**DATASET EXCERPTS:**
=====
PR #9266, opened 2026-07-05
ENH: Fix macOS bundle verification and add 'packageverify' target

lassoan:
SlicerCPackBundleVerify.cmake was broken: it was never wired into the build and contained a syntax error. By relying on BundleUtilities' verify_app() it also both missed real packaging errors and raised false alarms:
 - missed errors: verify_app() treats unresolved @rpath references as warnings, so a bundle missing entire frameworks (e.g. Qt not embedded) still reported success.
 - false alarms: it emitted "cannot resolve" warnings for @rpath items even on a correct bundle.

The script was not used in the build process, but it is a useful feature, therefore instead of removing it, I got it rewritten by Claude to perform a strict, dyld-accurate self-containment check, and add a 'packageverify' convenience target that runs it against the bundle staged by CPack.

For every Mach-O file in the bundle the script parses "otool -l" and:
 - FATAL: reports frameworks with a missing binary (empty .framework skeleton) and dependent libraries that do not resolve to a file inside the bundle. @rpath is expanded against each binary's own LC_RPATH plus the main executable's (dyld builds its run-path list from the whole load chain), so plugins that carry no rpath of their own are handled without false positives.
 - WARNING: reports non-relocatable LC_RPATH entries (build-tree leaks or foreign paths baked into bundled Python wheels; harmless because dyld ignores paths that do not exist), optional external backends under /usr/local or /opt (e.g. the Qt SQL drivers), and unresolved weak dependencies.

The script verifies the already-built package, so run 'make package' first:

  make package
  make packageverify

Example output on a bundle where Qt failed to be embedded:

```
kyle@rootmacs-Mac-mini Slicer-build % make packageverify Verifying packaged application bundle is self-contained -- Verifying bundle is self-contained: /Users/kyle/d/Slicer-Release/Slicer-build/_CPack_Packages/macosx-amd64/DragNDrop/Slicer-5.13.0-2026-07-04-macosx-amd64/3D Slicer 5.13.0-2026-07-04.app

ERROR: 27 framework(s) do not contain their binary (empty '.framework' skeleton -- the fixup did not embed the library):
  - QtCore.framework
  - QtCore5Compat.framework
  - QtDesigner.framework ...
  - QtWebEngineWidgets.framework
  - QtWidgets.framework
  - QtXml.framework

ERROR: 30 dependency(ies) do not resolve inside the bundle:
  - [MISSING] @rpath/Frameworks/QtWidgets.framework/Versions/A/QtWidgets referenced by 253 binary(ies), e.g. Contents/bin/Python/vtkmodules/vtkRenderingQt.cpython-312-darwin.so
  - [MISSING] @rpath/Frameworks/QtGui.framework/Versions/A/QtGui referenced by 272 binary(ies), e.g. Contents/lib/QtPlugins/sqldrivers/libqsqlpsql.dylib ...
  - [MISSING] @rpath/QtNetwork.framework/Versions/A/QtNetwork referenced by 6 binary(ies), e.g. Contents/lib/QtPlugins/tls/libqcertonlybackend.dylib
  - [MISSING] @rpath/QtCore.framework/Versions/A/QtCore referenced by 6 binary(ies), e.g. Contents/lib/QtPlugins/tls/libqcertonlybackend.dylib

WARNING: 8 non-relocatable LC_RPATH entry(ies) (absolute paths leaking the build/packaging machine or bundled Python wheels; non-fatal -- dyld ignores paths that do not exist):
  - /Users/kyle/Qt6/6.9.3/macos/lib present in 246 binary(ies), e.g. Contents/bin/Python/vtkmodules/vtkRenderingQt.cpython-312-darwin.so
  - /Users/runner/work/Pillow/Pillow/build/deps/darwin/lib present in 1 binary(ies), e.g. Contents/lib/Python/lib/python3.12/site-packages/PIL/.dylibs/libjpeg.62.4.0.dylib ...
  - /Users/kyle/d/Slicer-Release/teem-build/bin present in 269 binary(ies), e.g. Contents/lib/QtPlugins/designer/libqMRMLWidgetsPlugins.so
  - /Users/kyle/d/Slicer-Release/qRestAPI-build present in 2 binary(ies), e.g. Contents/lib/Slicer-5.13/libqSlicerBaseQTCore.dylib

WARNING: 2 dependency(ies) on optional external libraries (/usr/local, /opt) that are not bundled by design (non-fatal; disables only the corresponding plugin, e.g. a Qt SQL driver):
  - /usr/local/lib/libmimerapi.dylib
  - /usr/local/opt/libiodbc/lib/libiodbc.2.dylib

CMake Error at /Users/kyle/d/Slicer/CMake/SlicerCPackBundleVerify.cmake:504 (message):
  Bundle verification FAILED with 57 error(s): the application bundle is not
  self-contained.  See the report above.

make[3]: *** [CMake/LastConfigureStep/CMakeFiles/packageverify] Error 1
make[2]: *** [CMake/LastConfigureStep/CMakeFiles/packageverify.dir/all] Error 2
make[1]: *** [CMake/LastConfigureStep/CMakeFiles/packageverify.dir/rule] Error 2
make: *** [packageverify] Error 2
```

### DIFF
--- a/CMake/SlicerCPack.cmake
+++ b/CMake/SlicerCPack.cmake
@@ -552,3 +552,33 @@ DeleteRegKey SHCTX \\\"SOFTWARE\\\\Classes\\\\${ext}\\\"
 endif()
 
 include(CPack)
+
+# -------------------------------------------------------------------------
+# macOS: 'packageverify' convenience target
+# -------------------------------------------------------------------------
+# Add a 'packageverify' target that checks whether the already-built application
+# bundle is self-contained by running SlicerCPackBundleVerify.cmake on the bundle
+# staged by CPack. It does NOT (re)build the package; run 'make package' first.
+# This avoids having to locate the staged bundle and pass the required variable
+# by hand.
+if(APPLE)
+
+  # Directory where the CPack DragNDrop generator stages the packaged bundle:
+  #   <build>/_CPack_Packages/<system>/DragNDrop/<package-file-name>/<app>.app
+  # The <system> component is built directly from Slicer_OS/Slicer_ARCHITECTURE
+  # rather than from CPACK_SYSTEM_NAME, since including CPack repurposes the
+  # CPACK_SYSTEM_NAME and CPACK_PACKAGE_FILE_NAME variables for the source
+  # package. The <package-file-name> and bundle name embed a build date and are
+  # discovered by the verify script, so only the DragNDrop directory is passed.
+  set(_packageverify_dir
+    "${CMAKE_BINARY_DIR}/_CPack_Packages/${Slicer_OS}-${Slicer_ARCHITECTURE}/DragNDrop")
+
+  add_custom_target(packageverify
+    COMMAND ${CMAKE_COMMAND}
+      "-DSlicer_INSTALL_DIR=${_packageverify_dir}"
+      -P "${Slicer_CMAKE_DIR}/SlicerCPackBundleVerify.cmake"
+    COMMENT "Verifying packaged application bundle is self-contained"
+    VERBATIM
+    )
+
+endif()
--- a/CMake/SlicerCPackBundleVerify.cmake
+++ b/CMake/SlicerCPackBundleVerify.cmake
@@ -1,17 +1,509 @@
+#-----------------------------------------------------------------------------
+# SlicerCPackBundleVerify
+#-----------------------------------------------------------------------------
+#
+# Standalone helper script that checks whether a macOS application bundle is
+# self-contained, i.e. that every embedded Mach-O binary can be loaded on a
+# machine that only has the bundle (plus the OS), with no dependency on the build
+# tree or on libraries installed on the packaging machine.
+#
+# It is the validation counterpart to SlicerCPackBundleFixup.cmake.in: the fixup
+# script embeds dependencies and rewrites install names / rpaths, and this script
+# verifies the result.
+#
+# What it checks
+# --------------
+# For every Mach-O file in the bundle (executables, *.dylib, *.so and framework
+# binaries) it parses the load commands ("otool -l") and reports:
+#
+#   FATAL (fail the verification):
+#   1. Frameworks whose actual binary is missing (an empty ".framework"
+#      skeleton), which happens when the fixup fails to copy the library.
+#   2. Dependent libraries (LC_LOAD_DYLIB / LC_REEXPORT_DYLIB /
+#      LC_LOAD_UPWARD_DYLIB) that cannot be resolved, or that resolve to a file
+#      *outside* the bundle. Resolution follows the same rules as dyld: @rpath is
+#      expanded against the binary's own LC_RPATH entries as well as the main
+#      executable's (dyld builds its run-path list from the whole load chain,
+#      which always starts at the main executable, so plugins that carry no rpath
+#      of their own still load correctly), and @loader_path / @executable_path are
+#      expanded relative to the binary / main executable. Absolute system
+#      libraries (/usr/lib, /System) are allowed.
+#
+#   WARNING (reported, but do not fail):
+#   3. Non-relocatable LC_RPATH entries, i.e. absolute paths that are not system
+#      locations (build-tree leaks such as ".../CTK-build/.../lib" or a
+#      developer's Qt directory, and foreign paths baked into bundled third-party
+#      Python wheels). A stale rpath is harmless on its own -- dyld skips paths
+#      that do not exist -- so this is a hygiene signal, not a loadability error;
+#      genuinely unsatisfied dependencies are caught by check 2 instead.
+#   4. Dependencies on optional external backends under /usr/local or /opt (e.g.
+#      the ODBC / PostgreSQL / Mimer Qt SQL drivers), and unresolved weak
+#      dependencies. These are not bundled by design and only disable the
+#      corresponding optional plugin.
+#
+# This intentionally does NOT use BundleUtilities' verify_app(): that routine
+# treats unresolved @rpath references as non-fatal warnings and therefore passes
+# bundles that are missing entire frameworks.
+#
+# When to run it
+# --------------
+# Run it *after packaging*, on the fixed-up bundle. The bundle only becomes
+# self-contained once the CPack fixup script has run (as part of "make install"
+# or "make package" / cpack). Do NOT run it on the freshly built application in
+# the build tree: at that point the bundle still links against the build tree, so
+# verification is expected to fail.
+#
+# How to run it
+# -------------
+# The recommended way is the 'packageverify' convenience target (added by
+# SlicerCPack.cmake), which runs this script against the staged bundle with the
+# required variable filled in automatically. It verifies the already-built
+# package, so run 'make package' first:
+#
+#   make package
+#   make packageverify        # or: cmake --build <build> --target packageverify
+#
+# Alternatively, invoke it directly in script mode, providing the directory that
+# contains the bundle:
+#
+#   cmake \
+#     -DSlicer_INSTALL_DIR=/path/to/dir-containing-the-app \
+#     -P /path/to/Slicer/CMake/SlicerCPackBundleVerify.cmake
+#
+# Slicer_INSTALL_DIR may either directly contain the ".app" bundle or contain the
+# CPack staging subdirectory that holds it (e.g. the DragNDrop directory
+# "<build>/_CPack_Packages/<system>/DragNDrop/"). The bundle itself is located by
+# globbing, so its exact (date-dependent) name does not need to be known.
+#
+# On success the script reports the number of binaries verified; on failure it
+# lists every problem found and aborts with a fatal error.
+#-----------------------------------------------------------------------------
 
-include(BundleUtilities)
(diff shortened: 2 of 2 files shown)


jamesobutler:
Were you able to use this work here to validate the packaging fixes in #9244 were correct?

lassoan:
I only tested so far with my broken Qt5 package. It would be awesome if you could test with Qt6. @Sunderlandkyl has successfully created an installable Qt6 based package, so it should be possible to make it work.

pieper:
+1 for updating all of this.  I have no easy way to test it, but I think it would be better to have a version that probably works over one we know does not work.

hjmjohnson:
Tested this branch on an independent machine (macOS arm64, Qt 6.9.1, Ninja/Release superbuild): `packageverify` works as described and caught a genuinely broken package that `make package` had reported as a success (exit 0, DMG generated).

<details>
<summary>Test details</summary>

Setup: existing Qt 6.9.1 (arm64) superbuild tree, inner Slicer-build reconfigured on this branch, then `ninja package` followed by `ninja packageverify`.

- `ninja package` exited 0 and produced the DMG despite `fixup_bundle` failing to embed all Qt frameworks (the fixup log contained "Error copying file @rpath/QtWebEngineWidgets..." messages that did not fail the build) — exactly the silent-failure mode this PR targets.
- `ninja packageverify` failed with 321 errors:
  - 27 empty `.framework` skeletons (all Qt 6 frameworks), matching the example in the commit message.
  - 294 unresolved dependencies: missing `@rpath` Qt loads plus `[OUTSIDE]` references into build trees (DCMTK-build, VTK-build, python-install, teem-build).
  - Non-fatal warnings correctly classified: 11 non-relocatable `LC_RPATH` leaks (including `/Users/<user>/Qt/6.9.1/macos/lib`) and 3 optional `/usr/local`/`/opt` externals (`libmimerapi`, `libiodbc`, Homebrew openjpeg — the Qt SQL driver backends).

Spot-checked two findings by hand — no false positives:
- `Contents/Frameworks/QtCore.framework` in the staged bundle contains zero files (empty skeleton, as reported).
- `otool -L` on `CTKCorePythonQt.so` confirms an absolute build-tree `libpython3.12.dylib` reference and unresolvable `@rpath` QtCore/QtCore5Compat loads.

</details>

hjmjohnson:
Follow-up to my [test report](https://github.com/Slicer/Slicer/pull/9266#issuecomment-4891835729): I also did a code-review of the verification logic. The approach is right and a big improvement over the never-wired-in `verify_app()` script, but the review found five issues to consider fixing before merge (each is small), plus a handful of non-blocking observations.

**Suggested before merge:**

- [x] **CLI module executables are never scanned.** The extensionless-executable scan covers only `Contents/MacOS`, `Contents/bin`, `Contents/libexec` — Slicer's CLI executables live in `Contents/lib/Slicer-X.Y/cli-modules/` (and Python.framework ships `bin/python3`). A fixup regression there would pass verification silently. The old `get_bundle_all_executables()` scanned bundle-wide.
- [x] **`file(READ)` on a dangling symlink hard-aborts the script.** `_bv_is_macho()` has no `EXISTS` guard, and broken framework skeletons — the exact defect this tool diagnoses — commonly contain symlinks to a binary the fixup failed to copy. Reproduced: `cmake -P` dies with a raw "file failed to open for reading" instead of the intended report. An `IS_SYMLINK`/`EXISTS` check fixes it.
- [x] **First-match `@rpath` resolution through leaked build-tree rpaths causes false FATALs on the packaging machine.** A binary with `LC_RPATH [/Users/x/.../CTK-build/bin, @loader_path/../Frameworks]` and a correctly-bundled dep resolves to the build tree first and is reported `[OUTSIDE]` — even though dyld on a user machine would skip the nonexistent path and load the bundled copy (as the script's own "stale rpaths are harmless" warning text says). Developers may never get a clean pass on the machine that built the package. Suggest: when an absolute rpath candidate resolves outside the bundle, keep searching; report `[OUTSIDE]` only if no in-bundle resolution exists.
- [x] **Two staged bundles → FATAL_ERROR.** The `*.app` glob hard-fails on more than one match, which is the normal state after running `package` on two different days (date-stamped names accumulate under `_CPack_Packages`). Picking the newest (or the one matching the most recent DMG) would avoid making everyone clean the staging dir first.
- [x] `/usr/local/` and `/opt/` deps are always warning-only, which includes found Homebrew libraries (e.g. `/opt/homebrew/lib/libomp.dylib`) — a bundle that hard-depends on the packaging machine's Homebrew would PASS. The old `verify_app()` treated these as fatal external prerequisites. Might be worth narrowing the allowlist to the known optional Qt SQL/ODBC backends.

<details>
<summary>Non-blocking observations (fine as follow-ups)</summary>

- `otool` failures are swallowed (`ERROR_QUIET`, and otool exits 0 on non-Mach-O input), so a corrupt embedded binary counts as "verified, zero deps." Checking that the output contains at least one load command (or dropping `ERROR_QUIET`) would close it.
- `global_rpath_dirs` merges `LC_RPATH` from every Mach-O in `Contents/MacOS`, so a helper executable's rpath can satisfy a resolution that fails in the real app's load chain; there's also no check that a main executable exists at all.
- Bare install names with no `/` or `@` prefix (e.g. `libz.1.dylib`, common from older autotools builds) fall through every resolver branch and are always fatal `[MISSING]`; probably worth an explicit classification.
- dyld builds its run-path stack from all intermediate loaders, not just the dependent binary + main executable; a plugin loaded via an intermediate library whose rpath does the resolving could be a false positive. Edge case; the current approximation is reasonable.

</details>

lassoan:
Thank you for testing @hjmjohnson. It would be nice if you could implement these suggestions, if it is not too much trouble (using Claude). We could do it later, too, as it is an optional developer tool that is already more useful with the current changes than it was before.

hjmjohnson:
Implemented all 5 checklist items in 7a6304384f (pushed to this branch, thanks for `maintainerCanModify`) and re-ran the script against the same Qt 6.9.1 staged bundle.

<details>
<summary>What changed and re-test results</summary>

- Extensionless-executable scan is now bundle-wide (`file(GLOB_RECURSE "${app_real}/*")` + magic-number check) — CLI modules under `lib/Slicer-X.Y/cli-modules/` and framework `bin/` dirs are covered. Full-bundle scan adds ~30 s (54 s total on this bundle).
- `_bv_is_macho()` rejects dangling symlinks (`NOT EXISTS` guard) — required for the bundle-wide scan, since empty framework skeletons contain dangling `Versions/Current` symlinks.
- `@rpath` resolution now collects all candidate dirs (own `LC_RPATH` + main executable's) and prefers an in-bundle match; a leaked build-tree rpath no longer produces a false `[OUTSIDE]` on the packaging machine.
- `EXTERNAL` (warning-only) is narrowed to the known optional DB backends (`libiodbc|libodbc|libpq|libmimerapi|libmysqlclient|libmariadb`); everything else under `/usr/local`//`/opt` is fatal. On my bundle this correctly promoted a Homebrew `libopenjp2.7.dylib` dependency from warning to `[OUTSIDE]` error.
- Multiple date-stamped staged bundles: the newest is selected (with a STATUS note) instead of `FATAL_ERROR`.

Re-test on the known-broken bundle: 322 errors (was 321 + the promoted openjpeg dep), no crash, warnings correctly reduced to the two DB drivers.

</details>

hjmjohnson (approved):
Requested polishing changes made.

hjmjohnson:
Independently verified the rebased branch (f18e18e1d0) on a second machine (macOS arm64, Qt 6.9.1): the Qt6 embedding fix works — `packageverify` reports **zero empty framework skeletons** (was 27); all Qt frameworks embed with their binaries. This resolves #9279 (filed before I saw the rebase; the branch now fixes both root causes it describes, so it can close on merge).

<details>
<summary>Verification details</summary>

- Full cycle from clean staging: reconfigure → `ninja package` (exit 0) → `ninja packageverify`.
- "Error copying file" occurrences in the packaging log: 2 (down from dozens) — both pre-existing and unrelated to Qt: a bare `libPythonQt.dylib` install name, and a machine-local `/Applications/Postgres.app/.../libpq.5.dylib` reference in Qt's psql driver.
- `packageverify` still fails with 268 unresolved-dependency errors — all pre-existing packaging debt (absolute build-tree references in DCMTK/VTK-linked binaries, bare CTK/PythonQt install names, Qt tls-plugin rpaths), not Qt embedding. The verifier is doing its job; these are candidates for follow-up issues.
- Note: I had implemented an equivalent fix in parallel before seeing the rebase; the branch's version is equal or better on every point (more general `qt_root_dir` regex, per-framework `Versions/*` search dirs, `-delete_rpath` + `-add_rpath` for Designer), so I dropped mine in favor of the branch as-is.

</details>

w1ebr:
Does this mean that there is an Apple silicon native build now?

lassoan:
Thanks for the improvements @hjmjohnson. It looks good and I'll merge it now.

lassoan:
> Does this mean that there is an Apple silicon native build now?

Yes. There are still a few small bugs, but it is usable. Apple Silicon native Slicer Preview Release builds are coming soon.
=====
**WHAT THE TASK ASKS:** Copy out every line of the entries where the string "cannot" shows up.

**EXERCISE OUTPUT:**
 - false alarms: it emitted "cannot resolve" warnings for @rpath items even on a correct bundle.
+#      LC_LOAD_UPWARD_DYLIB) that cannot be resolved, or that resolve to a file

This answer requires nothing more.